18. The throttle valve positioning control apparatus as claimed in claim 17, wherein the disturbance estimating means has a frequency characteristic changed according to the control mode where the engine is operating.

19. The throttle valve positioning control apparatus as claimed in claim 17, wherein the control means includes a feedback type model matching compensator and a feed forward type phase compensator for causing the sensed throttle valve position to follow the target throttle valve position in a predetermined response characteristic.

20. The throttle valve positioning control apparatus as claimed in claim 17, further including low pass filters provided at respective inputs of the disturbance estimating means for eliminating noises introduced onto the inputs of the disturbance estimating means.

21. The throttle valve positioning control apparatus as claimed in claim 17, further including a low pass filter provided at an output of the disturbance estimating means for eliminating noises introduced onto the output of the disturbance estimating means.

22. The throttle valve positioning control apparatus as claimed in claim 17, wherein the sensor means includes means for selecting one of the digital values according to the control mode where the engine is operating, and means for interpolating the digital values based on the selected digital value to produce the digital sensor signal to the control means.

23. The throttle valve positioning control apparatus as claimed in claim 22, wherein the disturbance estimating means has a frequency characteristic changed according to the control mode where the engine is operating.

24. The throttle valve positioning control apparatus as claimed in claim 22, wherein the control means includes a feedback type model matching compensator and a feed forward type phase compensator for causing the sensed throttle valve position to follow the target throttle valve position in a predetermined response characteristic.

25. The throttle valve positioning control apparatus as claimed in claim 22, further including low pass filters provided at respective inputs of the disturbance estimating means for eliminating noises introduced onto the inputs of the disturbance estimating means.

26. The throttle valve positioning control apparatus as claimed in claim 22, further including a low pass filter provided at an output of the disturbance estimating means for eliminating noises introduced onto the output of the disturbance estimating means.

27. The throttle valve positioning control apparatus as claimed in claim 17, wherein the sensor means includes means for interpolating the digital values based on the interpolated value obtained in the last cycle of production of the digital sensor signal to produce the digital sensor signal to the control means.

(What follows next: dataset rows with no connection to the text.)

PR #23, opened 2025-07-21
feat: add protected routing ml-10

ulianchenko:


ulianchenko:
Temporarily, while the user.service and jwt.service are not ready, I’m using stubs. Once the services are ready, I’ll refactor the code.

apps/backend/src/libs/plugins/authorization/authorization.plugin.ts
```diff
@@ -0,0 +1,100 @@
...
+	(fastify, options: Options, done) => {
+		const { routesWhiteList, services } = options;
+		const { jwt, logger, userService } = services;
+
+		fastify.decorateRequest("user", null);
+
+		fastify.addHook("preHandler", async (request) => {
+			const { url } = request;
+
+			if (routesWhiteList.includes(url)) {
```
VolodymyrKozel, line 38: In your current implementation,
```ts
if (routesWhiteList.includes(url)) {
			return;
			}
```
you only checks the URL, but not the HTTP method. This is a potential security issue because the same path (e.g., /product) can have different access rules depending on the method:
    GET /product – public (allowed without authentication)
    POST /product – protected (requires authentication)

To handle this correctly, you should create a function that checks both the method and URL against your whitelist.

fshabanov:
> Temporarily, while the user.service and jwt.service are not ready, I’m using stubs. Once the services are ready, I’ll refactor the code.

You can merge jwt implementation to your branch. Regarding user service, you should implement it yourself

ulianchenko:
Regarding user service, @Karpt221 already implemented user service and find(id) method that I need already done. Should I write another implementation or rewrite existing implementation of user service?

apps/backend/src/libs/plugins/authorization/authorization.plugin.ts
```diff
@@ -0,0 +1,99 @@
...
+
+			try {
+				const { payload } = await jwt.verify(token);
+
+				const userId = payload.userId;
+
+				const user = await userService.findById(userId);
+
+				if (!user) {
+					throw new HTTPError({
```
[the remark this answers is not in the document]
Karpt221: I have already implemented AuthError.

apps/backend/src/libs/plugins/authorization/authorization.plugin.ts
```diff
@@ -0,0 +1,99 @@
...
+					status: HTTPCode.UNAUTHORIZED,
+				});
+			}
+
+			try {
+				const { payload } = await jwt.verify(token);
+
+				const userId = payload.userId;
+
+				const user = await userService.findById(userId);
```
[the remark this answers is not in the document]
Karpt221: In my implementation of userService I kept the default find() method instead of findById() to align with interface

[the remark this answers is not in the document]
ulianchenko: In my last commit I rewrote to use your implementation of the userService with some changes.
```
public async find(
		id: number,
	): Promise<null | ReturnType<UserEntity["toNewObject"]>> {
		const user = await this.userRepository.find(id);

		return user ? user.toNewObject() : null;
	}
```

changed to:

```
public async find(id: number): Promise<null | UserSignUpResponseDto> {
		const user = await this.userRepository.find(id);

		return user ? user.toObject() : null;
	}
```

apps/backend/src/libs/plugins/authorization/authorization.plugin.ts
```diff
@@ -67,10 +68,7 @@ const authorizationPlugin: FastifyPluginCallback<Options> = fp(
 				const user = await userService.find(userId);
 
 				if (!user) {
-					throw new HTTPError({
-						message: "User not found.",
-						status: HTTPCode.UNAUTHORIZED,
-					});
+					throw new AuthError();
```
Karpt221, line 71: You can use `AuthError`  when checking authorizationHeader and token, instead of `HTTPError`

apps/backend/src/libs/constants/white-routes.constant.ts
```diff
@@ -0,0 +1,10 @@
+import { APIPath, AuthApiPath } from "@meetlytic/shared";
```
fshabanov, line 1:
```suggestion
import { APIPath, AuthApiPath } from "~/libs/enums/enums.js";
```

apps/backend/src/libs/modules/server-application/base-server-application.ts
```diff
@@ -58,6 +62,8 @@ class BaseServerApplication implements ServerApplication {
 		this.app = Fastify({
 			ignoreTrailingSlash: true,
 		});
+
+		this.app.decorate(FastifyDecorator.API_VERSIONS, new Set<string>());
```
fshabanov, line 66: Why do we need this?

apps/backend/src/libs/modules/server-application/base-server-application.ts
```diff
@@ -209,8 +213,20 @@ class BaseServerApplication implements ServerApplication {
...
 		);
+
+		await this.app.register(authorizationPlugin, {
+			routesWhiteList: WHITE_ROUTES,
+			services: {
+				config: this.config,
+				jwt: jwt,
+				logger: this.logger,
+				userService: userService,
+			},
```
fshabanov, line 228:
```suggestion
			services: {
				config: this.config,
				jwt,
				logger: this.logger,
				userService,
			},
```

fshabanov (changes requested):

apps/backend/src/libs/modules/server-application/base-server-application.ts
fshabanov: I think there should be a possibility to get only the endpoint from the request (like /auth/sign-in), we can use it instead

apps/backend/src/libs/modules/server-application/base-server-application.ts
```diff
@@ -5,17 +5,21 @@ import Fastify, { type FastifyError, type FastifyInstance } from "fastify";
 import path from "node:path";
 import { fileURLToPath } from "node:url";
 
+import { WHITE_ROUTES } from "~/libs/constants/white-routes.constant.js";
```
fshabanov, line 8:
```suggestion
import { WHITE_ROUTES } from "~/libs/constants/constants.js";
```

apps/backend/src/libs/plugins/authorization/authorization.plugin.ts
```diff
@@ -0,0 +1,96 @@
...
+
+import { type WhiteRoute } from "~/libs/constants/libs/types/types.js";
+import { FastifyHook } from "~/libs/enums/enums.js";
+import { AuthError } from "~/libs/exceptions/exceptions.js";
+import { type Config } from "~/libs/modules/config/config.js";
+import { type Logger } from "~/libs/modules/logger/logger.js";
+import { type BaseToken } from "~/libs/modules/token/base-token.module.js";
+import { type JwtPayload } from "~/libs/modules/token/libs/types/types.js";
+import { type UserResponseDto } from "~/modules/users/libs/types/types.js";
+import { type UserService } from "~/modules/users/user.service.js";
```
fshabanov, line 12:
```suggestion
import { type BaseToken, type JwtPayload } from "~/libs/modules/token/token.js";
import { type UserService, type UserResponseDto } from "~/modules/users/user.service.js";
```

apps/backend/src/libs/plugins/authorization/authorization.plugin.ts
```diff
@@ -0,0 +1,96 @@
...
+
+declare module "fastify" {
+	interface FastifyRequest {
+		user?: null | UserResponseDto;
+	}
+}
```
fshabanov, line 18: Move to a separate .d.ts file

fshabanov (changes requested):

fshabanov (approved):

28. The throttle valve positioning control apparatus as claimed in claim 27, wherein the disturbance estimating means has a frequency characteristic changed according to the control mode where the engine is operating.

29. The throttle valve positioning control apparatus as claimed in claim 27, wherein the control means includes a feedback type model matching compensator and a feed forward type phase compensator for causing the sensed throttle valve position to follow the target throttle valve position in a predetermined response characteristic.

30. The throttle valve positioning control apparatus as claimed in claim 27, further including low pass filters provided at respective inputs of the disturbance estimating means for eliminating noises introduced onto the inputs of the disturbance estimating means.

31. The throttle valve positioning control apparatus as claimed in claim 27, further including a low pass filter provided at an output of the disturbance estimating means for eliminating noises introduced onto the output of the disturbance estimating means.